No 14 de Outubro do último ano, Remmele, um dos três chefes do Partido
comunista, declarou no Reichstag:
"Foi o próprio sr. Bruning que disse claramente: quando eles (os
fascistas) estarão no poder, a frente única do proletariado se realizará e
varrerá tudo" (barulhentos aplausos nas bancadas dos comunistas).
Que Bruning procure assustar a burguesia e a social-democracia por uma tal
perspectiva, é compreensível: ele defende o seu poder. Que Remmele console os
operários com tal perspectiva, é uma vergonha: ele prepara o poder de Hitler,
porque toda esta perspectiva é radicalmente falsa e testemunha uma
incompreensão total das psicologia das massas e da dialética da luta
revolucionária. Se o proletariado da Alemanha, que é hoje a testemunha direta de
todos os acontecimentos, deixa os fascistas aceder ao poder, quer dizer dá prova
de uma cegueira e de uma passividade absolutamente criminal, não há
decididamente nenhuma razão de contar com o fato que depois da chegada dos
fascistas ao poder, o mesmo proletariado sacudirá a sua passividade e "varrerá
tudo": em todos os casos não é o que se passou na Itália. Remmele raciocina
inteiramente no espírito dos fazedores de frases pequeno burgueses do 19º
século, que davam prova duma incapacidade total em mobilizar as massas, mas
que, em contrapartida, estavam fortemente convencidos que, quando Luís
Bonaparte tomou a cabeça da República, o povo se levantaria sem esperar para
defender e "varreria tudo". Todavia o povo, que tinha deixado o aventureiro Luís
Bonaparte aceder ao poder, mostrou-se evidentemente, incapaz de o varrer a
seguir. Foi preciso para isso novos acontecimentos importantes, tremores
históricos, incluindo a guerra.
A frente única do proletariado, para Remmele, não é realizável, vimos, senão
após a chegada de Hitler ao poder. Pode haver aí a confissão mais miserável da
sua própria carência? Dado que nós, Remmele e companhia, somos incapazes de
unir o proletariado, encarregamos Hitler dessa tarefa.

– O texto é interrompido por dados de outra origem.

PR #463, opened 2026-02-20
Fix #460, ensure type variables unify in DDM

### LINKED ISSUE #460: Type checking issue of Polymorphic datatype's destructor
Let's consider this code: 
```Lean
def smalltest :=
#strata
program Core;

datatype Option (a: Type) {Some (unwrap: a), None ()};

function somefunc (s: string) : int ;

function OptString_len (o: Option(string)) : string {
  somefunc(Option..unwrap(o))
}

#end

```

The type-checker complains at `Option..unwrap(o)` :  `Encountered a expression when string expected`.

joscoh:
*Issue #, if available:* #460

*Description of changes:* DDM `tvars` should not attempt to unify in the DDM directly, since all polymorphic type inference is done in Lambda for now. This PR fixes a bug where the DDM could not unify a `tvar` (which will later be instantiated as `string`) with the correct type. 

### DIFF
--- a/StrataTest/Languages/Core/PolyUnifTest.lean
+++ b/StrataTest/Languages/Core/PolyUnifTest.lean
@@ -60,7 +60,7 @@ function BadFunc (o: Option(int)) : int {
 #end
 
 /--
-info: error: (1284-1357) Impossible to unify (arrow string int) with (arrow int $__ty4).
+info: error: (1277-1350) Impossible to unify (arrow string int) with (arrow int $__ty4).
 First mismatch: string with int.
 -/
 #guard_msgs in


StrataTest/Languages/Core/PolyUnifTest.lean
```diff
@@ -0,0 +1,69 @@
...
+/-- info: ok: datatype Option (a : Type) {(
+  (Some(unwrap : a))),
+  (None())
+};
+function somefunc (s : string) : int;
+function OptString_len (o : (Option string)) : int {
+  somefunc(Option..unwrap(o))
+}-/
+#guard_msgs in
+#eval Core.typeCheck Options.quiet (TransM.run Inhabited.default (translateProgram polyUnifPgm)).fst
```
atomb: I've got a PR in creation that would lead this to fail to typecheck as-is, but it'll work without change if you adjust as follows:
```suggestion
#eval Core.typeCheck .quiet (TransM.run Inhabited.default (translateProgram polyUnifPgm)).fst
```

StrataTest/Languages/Core/PolyUnifTest.lean
```diff
@@ -0,0 +1,69 @@
...
+}
+
+#end
+
+/--
+info: error: (1284-1357) Impossible to unify (arrow string int) with (arrow int $__ty4).
+First mismatch: string with int.
+-/
+#guard_msgs in
+#eval Core.typeCheck Options.quiet (TransM.run Inhabited.default (translateProgram polyUnifBadPgm)).fst
```
atomb: Same change here:
```suggestion
#eval Core.typeCheck .quiet (TransM.run Inhabited.default (translateProgram polyUnifBadPgm)).fst
```

atomb (dismissed):

PR #464, opened 2026-02-20
Refactor to implement some I/O in SimpleAPI

atomb:
Perform some refactoring toward using the `SimpleAPI` interface from CLI implementations. This currently includes:
* Moving some definitions from `StrataMain.lean` to `Strata/Util/IO.lean`
* Refactoring several of those definitions to use `throw` for errors rather than exiting immediately
* Importing `Strata.Util.IO` in `SimpleAPI` and using some of the migrated definitions
* Calling `SimpleAPI` functions from `StrataMain`
* Renaming the `Options` type used by Core.verify to `VerifyOptions`

Although it covers a lot of files, the changes are largely trivial.


Strata/SimpleAPI.lean
```diff
@@ -27,7 +30,7 @@ possible. It is intended for use cases that are essentially equivalent to more
 fine-grained or more structured equivalents of what the `strata` CLI can
 currently do.
 
-**Note:** All definitions are opaque for the moment, so that we can discuss the
+**Note:** Some definitions are opaque for the moment, so that we can discuss the
 structure. Most can be implemented straightforwardly by calling existing code.
 Those that can't are noted explicitly.
```
joehendrix: Nit: the current wording is a bit ambiguous about what "opaque" means here. Suggested rewrite:

```suggestion
**Note:** This is a proposed API that is only partially implemented. Functions
that have been implemented are marked `def`. Proposed but unimplemented functions
are declared using `opaque` to define the intended API surface; these should not
be invoked.
```

Also worth considering: the `opaque` declarations silently return `Inhabited` defaults when evaluated at runtime. Marking them `noncomputable opaque` instead would prevent code generation entirely, so any attempt to compile code that calls an unimplemented function fails at build time rather than silently succeeding.

StrataMain.lean
```diff
@@ -200,15 +113,15 @@ def printCommand : Command where
...
+    let (ld, pd) ← Strata.readStrataFile searchPath v[0]
     match pd with
     | .dialect d =>
       let .isTrue mem := inferInstanceAs (Decidable (d.name ∈ ld.dialects))
         | IO.eprintln s!"Internal error reading file."
           return
       IO.print <| ld.dialects.format d.name mem
     | .program pgm =>
-      IO.print <| toString pgm
+      IO.print <| Strata.writeStrataText pgm
```
joehendrix: Bug: `Strata.writeStrataText` returns `ByteArray`, so `IO.print` writes out an array of bytes instead of the program text (e.g., `IO.print <| String.toByteArray "abc"` prints `[97, 98, 99]`). This breaks `strata print` for programs.

Suggest reverting to the old code:

```suggestion
      IO.print <| toString pgm
```

Strata/Util/IO.lean
```diff
@@ -28,5 +38,106 @@ def readBinInputSource (path : String) : IO ByteArray := do
...
+def readStrataText (fm : Strata.DialectFileMap) (path : System.FilePath) (bytes : ByteArray)
+    : IO (Strata.Elab.LoadedDialects × DialectOrProgram) := do
+  let leanEnv ← Lean.mkEmptyEnvironment 0
+  let contents ← match bytesToText path bytes with
+    | Except.ok c => pure c
+    | Except.error msg => throw (IO.userError (fileReadErrorMsg path msg))
+  let inputContext := Strata.Parser.stringInputContext path contents
+  let (header, errors, startPos) := Strata.Elab.elabHeader leanEnv inputContext
+  if errors.size > 0 then
+    IO.eprintln (← mkErrorReport path errors)
```
joehendrix: Header errors are printed to stderr but parsing continues. The old code in `StrataMain.lean` called `exitFailure` here. For a library function, hard-exiting is wrong, but silently continuing could produce confusing downstream failures. Consider throwing `IO.userError` for consistency with the other error paths in this function.

StrataMain.lean
```diff
@@ -186,12 +99,12 @@ def toIonCommand : Command where
...
   callback := fun v pflags => do
     let searchPath ← pflags.buildDialectFileMap
-    let (_, pd) ← readFile searchPath v[0]
+    let (_, pd) ← Strata.readStrataFile searchPath v[0]
     match pd with
     | .dialect d =>
       IO.FS.writeBinFile v[1] d.toIon
     | .program pgm =>
-      IO.FS.writeBinFile v[1] pgm.toIon
+      IO.FS.writeBinFile v[1] (Strata.writeStrataIon pgm)
```
joehendrix: I prefer the old code here.

joehendrix (changes requested):
I added a few comments, but the printCommand change is the only one I consider blocking.

StrataMain.lean
atomb: I was torn about this when I made the change, and I think I agree in the end. I've reverted it.

Strata/Util/IO.lean
atomb: Oh, good catch! Fixed.

Strata/SimpleAPI.lean
```diff
@@ -53,27 +59,19 @@ namespace Strata
...
-
 /--
 Parse a Strata dialect or program in textual format, possibly loading other
 dialects as needed along the way. The `DialectFileMap` indicates where to find
 the definitions of other dialects. The `FilePath` indicates the name of the file
 to be parsed. And the `ByteArray` includes the contents of that file. TODO:
 should it take just a file name and read it directly?
 -/
-opaque readStrataText :
+def readStrataText :
```
andrewmwells-amazon, line 69: Confused why you removed `opaque` here?

atomb: Because it now has a definition. It's just a direct call to another definition, so it's easy to miss. :)

StrataMain.lean
```diff
@@ -786,24 +699,27 @@ private def parseArgs (cmdName : String)
...
+          cmd.flags.foldl (init := {}) fun m f => m.insert f.name f
+        -- Split raw args into positional arguments and parsed flags.
+        let (args, pflags) ← parseArgs cmd.name flagMap #[] {} args
+        if p : args.size = cmd.args.length then
+          cmd.callback ⟨args, p⟩ pflags
+        else
+          exitCmdFailure cmd.name s!"{cmd.name} expects {cmd.args.length} argument(s)."
+    | [] => do
     exitFailure "Expected subcommand."
+  catch e =>
```
joehendrix, line 724: exitFailure above should be indented 2 more spaces.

Quando ele unir para nós o
proletariado, nós nos mostraremos com toda a nossa força. Depois veio a
declaração fanfarrona:
"Seremos os vencedores de amanhã, e a questão não se põe mais:
quem esmagará quem? Esta questão já está resolvida (aplausos nas
bancadas comunistas). Só há uma questão: a que momento
derrubaremos a burguesia?"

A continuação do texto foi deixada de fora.